L'argent épargné dans une banque ou investi est généralement assorti d'un intérêt, c'est-à-dire un gain d'une certaine somme allouée à l'épargne qui varie selon le type de placement effectué, la fiscalité et le niveau de risque du placement.

Épargne collective

Les cotisations sociales sont prélevées en vue de la retraite de base par la sécurité sociale. En l'absence ou en cas d'insuffisance de ce dispositif, les ménages sont contraints d'épargner davantage à titre individuel[réf. souhaitée].

Épargne solidaire

Trois possibilités s'ouvrent aux épargnants qui souhaitent faire fructifier leurs économies tout en soutenant l'accès à l'emploi et au logement pour des personnes en difficulté, ou des activités écologiques, ou l'entrepreneuriat dans les pays en développement :

  • souscrire dans une banque ou une mutuelle d'assurance un produit de partage (de type livret d'épargne solidaire, OPCVM solidaire) ou un produit d'investissement solidaire (de type FCP, SICAV…) ;;
  • placer ces économies sur un plan d'épargne d'entreprise en souscrivant un fonds solidaire ;
  • souscrire au capital d'une entreprise solidaire qui exerce une activité à forte utilité sociale et environnementale, non délocalisable et qui réinvestit la majorité de ses bénéfices dans la perspective de son développement (article détaillé : Investissement à impact social).

Collecte de l'épargne

L'épargne privée peut être collectée de différentes manières et ainsi recevoir divers emplois[2] :

Sous forme d'épargne liquide

L'épargne est utilisée pour constituer des encaisses monétaires ou quasi-monétaires ou vers des emplois orientés à court-terme. Dans cette catégorie on relève :

  • l’accroissement des dépôts bancaires à terme, des bons de caisse, ou de comptes spécifiques donnant lieu à la délivrance de livrets ;
  • l’accroissement des fonds gérés par les Caisses d'Épargne ou souscription aux bons de la Caisse nationale de Crédit Agricole ;
  • la souscription aux bons du Trésor selon des formules prévues pour les particuliers.

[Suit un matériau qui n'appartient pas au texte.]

PR #4681, opened 2022-12-15
Unify the experience of using the portal UI

klboke:

Unify the experience of using the portal UI

The main changes are as follows：
- Adjust the page width of user management, system parameter management, import and export management to be consistent with other management pages
- Adjust the width of import and export management forms to be consistent with other forms


nobodyiam (approved):
LGTM

PR #4793, opened 2023-03-14
[codestyle] config idea default indent size to 2

Shoothzj:
## Brief changelog
Make the idea default indent size to 2, avoid config per developers.

### DIFF
--- a/.gitignore
+++ b/.gitignore
@@ -20,7 +20,6 @@ target
 .settings
 
 # Idea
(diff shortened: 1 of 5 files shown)


nobodyiam:
There is already a code style in https://github.com/apolloconfig/apollo/tree/master/apollo-buildtools/style. I suppose it's a common way not to commit the idea settings?

PR #4803, opened 2023-03-15
Fix the problem that the deletion failure of the system rights management page does not prompt

klboke:
Fix the problem that the deletion failure of the system rights management page does not prompt

image


nobodyiam:
There is also a `toastr.warn` in `NamespaceRoleController.js`, does it needs to be fixed?

klboke:
> There is also a toastr.warn in NamespaceRoleController.js, does it needs to be fixed?

Yes, it has been fixed

nobodyiam (approved):
LGTM

PR #3542, opened 2021-02-06
Cache key normalize

Q-RK:
## What's the purpose of this PR

修复 config-service 开启缓存后对客户端 app.id 配置大小写敏感的问题

## Which issue(s) this PR fixes:
Fixes #3529

## Brief changelog

1. 在 ConfigServiceWithCache 中定义 LoadingCache 的装饰者类，负责处理key的大小写问题
2. ConfigServiceWithCache优先取大小写敏感的结果（兼容目前的逻辑）
3. 若区分大小的key获取的值为空，则key转为小写获取对应的值

Follow this checklist to help us incorporate your contribution quickly and easily:

- [X] Read the [Contributing Guide](https://github.com/ctripcorp/apollo/blob/master/CONTRIBUTING.md) before making this pull request.
- [X] Write a pull request description that is detailed enough to understand what the pull request does, how, and why.
- [X] Write necessary unit tests to verify the code.
- [X] Run `mvn clean test` to make sure this pull request doesn't break anything.

PR #4810, opened 2023-03-20
Improve the documentation for the config-service.cache.enabled configuration property.

klboke:
Improve the documentation for the config-service.cache.enabled configuration property.

### Motivation

- We encountered a situation in our production environment where, when caching was enabled, we were unable to retrieve the latest configuration due to a case mismatch between apollo.cluster keys.

### Possible solutions
If we want to enable in-memory caching and ensure that the loading behavior remains consistent with when it is not enabled, could we simply convert the cache key of Guava Cache to lowercase? Would this cause any additional problems? I'm not entirely sure. One thing to consider is that the code already handles namespaces in a similar way, so is this new issue consistent with that?


nobodyiam:
> If we want to enable in-memory caching and ensure that the loading behavior remains consistent with when it is not enabled, could we simply convert the cache key of Guava Cache to lowercase?

It's actually a known issue as is also recorded in the [apollo project](https://github.com/apolloconfig/apollo/projects/1). There was an attempt to fix this issue #3542 but not continued. I think we could still consider fixing it if there is an easier way.
image

klboke:
The worst part is that MySQL was not strictly set to match case sensitivity from the beginning, so now we have to do compatibility processing. I think we can merge this PR first, As for the compatibility processing issue, I will look into it later.

nobodyiam (approved):
LGTM

PR #4812, opened 2023-03-21
Refactor NotFoundException、BadRequestException

klboke:

- Give a unified description to exceptions of the same class


Shoothzj (dismissed):

nobodyiam (commented):
This is a good try to narrow down the messages. However, there seem 2 patterns to handle the exception:
1. BadRequestException.xxx
```java
throw BadRequestException.itemNotExists(itemId);
throw BadRequestException.namespaceNotExists();
```

2. new xxxNotFoundException
```java
throw new AppNotFountException(appId);
throw new ClusterNotFoundException(appId, clusterName);
```

Is there a special consideration for this? Or maybe we could unify them to one pattern?

klboke:
BadRequestException's HTTP response code is 400, while NotFoundException's HTTP response code is 404. This is their difference. When I was making modifications, I didn't pay attention to the specific logic of where each exception was thrown. Therefore, I kept the same semantics as before, mainly to make the exception information look uniform. Previously, various methods might have been used to concatenate exception information.

apollo-adminservice/src/main/java/com/ctrip/framework/apollo/adminservice/aop/NamespaceAcquireLockAspect.java
```diff
@@ -117,7 +117,7 @@ void acquireLock(long namespaceId, String currentUser) {
 
   private void acquireLock(Namespace namespace, String currentUser) {
     if (namespace == null) {
-      throw new BadRequestException("namespace not exist.");
+      throw BadRequestException.namespaceNotExists();
```
nobodyiam, line 120: Shall we also pass in the namespace info?

apollo-common/src/main/java/com/ctrip/framework/apollo/common/exception/BadRequestException.java
```diff
@@ -22,11 +22,97 @@
...
 
+  public static BadRequestException itemAlreadyExists(String itemKey) {
+    return new BadRequestException("item already exists for itemKey:%s", itemKey);
+  }
+
+  public static BadRequestException itemNotExists(long itemId) {
+    return new BadRequestException("item not exists for itemId:%s", itemId);
+  }
+
+  public static BadRequestException namespaceNotExists() {
```
nobodyiam, line 40: Maybe we could unify this method with `namespaceNotExists(String appId, String clusterName, String namespaceName)`?

apollo-adminservice/src/main/java/com/ctrip/framework/apollo/adminservice/aop/NamespaceAcquireLockAspect.java
klboke: Since we cannot obtain the namespace information from the method's definition, we cannot print it in the exception logs. This situation also occurs in other places.

apollo-common/src/main/java/com/ctrip/framework/apollo/common/exception/BadRequestException.java
klboke: When refactoring the log information, I preserved the previous code semantics because of these two exceptions with response codes of 400 and 404 respectively. So I did not merge them,

nobodyiam (approved):
LGTM

PR #4833, opened 2023-04-04
refactor(apollo logging): Simplify the default log path to /opt/logs

klboke:

refactor(apollo logging): Simplify the default log path to `/opt/logs`

### motivation

The default log path for all Apollo services is prefixed with 100003172, which seems to have no additional purpose but hinders quick locating of log files. It's time to remove it.


Shoothzj (dismissed):

nobodyiam:
There is an issue that the gc.log would conflict if they are running in one machine.
https://github.com/apolloconfig/apollo/blob/2800a00e928333d579fe1e78791c82c7cf352562/apollo-configservice/src/main/scripts/startup.sh#L95-L110

Shoothzj:
As I think, we can use a more reasonable name, like /opt/apollo/logs, not magic number

klboke:
@nobodyiam 
> There is an issue that the gc.log would conflict if they are running in one machine.

Adding prefix of ServiceName to gc.log path

apollo-adminservice/src/main/scripts/startup.sh
```diff
@@ -97,14 +97,14 @@ if [[ "$javaexe" ]]; then
     version=$(echo "$version" | awk -F. '{printf("%03d%03d",$1,$2);}')
     # now version is of format 009003 (9.3.x)
     if [ $version -ge 011000 ]; then
-        JAVA_OPTS="$JAVA_OPTS -Xlog:gc*:$LOG_DIR/gc.log:time,level,tags -Xlog:safepoint -Xlog:gc+heap=trace"
+        JAVA_OPTS="$JAVA_OPTS -Xlog:gc*:$LOG_DIR/$SERVICE_NAME-gc.log:time,level,tags -Xlog:safepoint -Xlog:gc+heap=trace"
```
nobodyiam, line 100: Is it better to have the name as `apollo-configservice.gc.log` versus `apollo-configservice-gc.log`?
```suggestion
        JAVA_OPTS="$JAVA_OPTS -Xlog:gc*:$LOG_DIR/$SERVICE_NAME.gc.log:time,level,tags -Xlog:safepoint -Xlog:gc+heap=trace"
```

klboke: `apollo-configservice.gc.log` looks better

nobodyiam (approved):
LGTM

PR #4889, opened 2023-05-27
Updated all dependencies to the latest versions

vishalsingh2972:


nobodyiam:
It's not recommended to explicitly set the version of a dependency. Typically, the version is defined within the [dependencyManagement](https://github.com/apolloconfig/apollo/blob/a1bf9ebaf4ae1880922f1019461816a0578f6b71/pom.xml#LL107C3-L107C23) section of the pom.xml file.

PR #5072, opened 2024-01-08
Add comment for clusters and UI display

BlackBear2003:

Add comment for clusters and UI display

Fixes #https://github.com/apolloconfig/apollo/issues/5067

## Brief changelog

it looks like: 

WX20240108-215908@2x
image

- [x] Read the [Contributing Guide](https://github.com/apolloconfig/apollo/blob/master/CONTRIBUTING.md) before making this pull request.


nobodyiam:
This looks great! Please find some comments below:
1. I think the comment is similar to the `remarks` of namespace, so it's better to use the same term, e.g. `Remarks` and `备注`
image
image

2. I think the comment should not be mandatory, as it's not a necessary information
3. When displaying the comment, it's not necessary to display the prefix `comment: `

BlackBear2003:
> I think the comment is similar to the remarks of namespace, so it's better to use the same term, e.g. Remarks and 备注

changed terms at front-end from 'comment' to 'remarks'.

I'm not sure should we change the sql and entity's field name? I see there is `comment` in AppNamespace, Commit and Item while there is not `remarks`. So I just use `remark` when UI display.

image
image

apollo-biz/src/main/java/com/ctrip/framework/apollo/biz/entity/Cluster.java
```diff
@@ -67,9 +70,17 @@ public void setParentClusterId(long parentClusterId) {
...
+  }
+
+  public void setComment(String comment) {
+    this.comment = comment;
+  }
+
   public String toString() {
     return toStringHelper().add("name", name).add("appId", appId)
-        .add("parentClusterId", parentClusterId).toString();
+        .add("parentClusterId", parentClusterId).add("comments", comment).toString();
```
nobodyiam, line 83:
```suggestion
        .add("parentClusterId", parentClusterId).add("comment", comment).toString();
```

nobodyiam (commented):
This looks fantastic! Below are a few comments for your consideration. Additionally, please update the CHANGES.md file to inform users about this new feature.

nobodyiam (approved):
LGTM

PR #5153, opened 2024-06-09
Fix npe of audit log get operator

BlackBear2003:

To fix existing NPE bug in audit logging

when there is no active span exists on request thread context, trying to get operator will cause NPE by continuously get().

- causing NPE codes
```java
      if (tracer != null) {
        return ((ApolloAuditTracer) tracer).scopeManager().activeSpan().operator();
      }
```

- prof by unit test

image

In some case this bug will appear: 

Set `audit.log.enabled=false` in Portal and `audit.log.enabled=true` in AdminService.

In this case, no activeSpan would be passed to AdminService, meanwhile AdminService would get operator through active span. And then cause NPE.

## Brief changelog

1. Fix this continuously get()
2. Reduce inelegant ways of exposing interfaces to the outside
3. Add unit test for ApolloAuditOperatorDefaultSupplier

- [ ] Read the [Contributing Guide](https://github.com/apolloconfig/apollo/blob/master/CONTRIBUTING.md) before making this pull request.

## Summary by CodeRabbit

- **Bug Fixes**
  - Improved the retrieval of the active span's operator in audit logs, defaulting to "anonymous" if no active span exists.

- **Tests**
  - Added new test cases to ensure correct behavior when an active span is present or absent during audit operations.

### DIFF
--- a/apollo-audit/apollo-audit-impl/src/main/java/com/ctrip/framework/apollo/audit/context/ApolloAuditTracer.java
+++ b/apollo-audit/apollo-audit-impl/src/main/java/com/ctrip/framework/apollo/audit/context/ApolloAuditTracer.java
@@ -43,7 +43,7 @@ public class ApolloAuditTracer {
     this.operatorSupplier = operatorSupplier;
   }
 
-  public ApolloAuditScopeManager scopeManager() {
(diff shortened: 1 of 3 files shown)


nobodyiam (approved):
LGTM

L'affectation de l'épargne à des emplois de court terme accroît le degré de liquidité de l'économie et peut éventuellement alimenter des tensions inflationnistes.

Sous forme de placements sur le marché financier

Ce type traditionnel d'épargne consiste à investir en valeurs mobilières à revenu fixe (obligations, OAT…) ou à revenu variable (actions…) émises par l'État ou des entreprises nationales ou étrangères.

Sous forme d'épargne contractuelle

Dans ce cadre, l'épargne est orientée vers des formules contractuelles d'assurance-vie, de fonds de pensions ou de retraites.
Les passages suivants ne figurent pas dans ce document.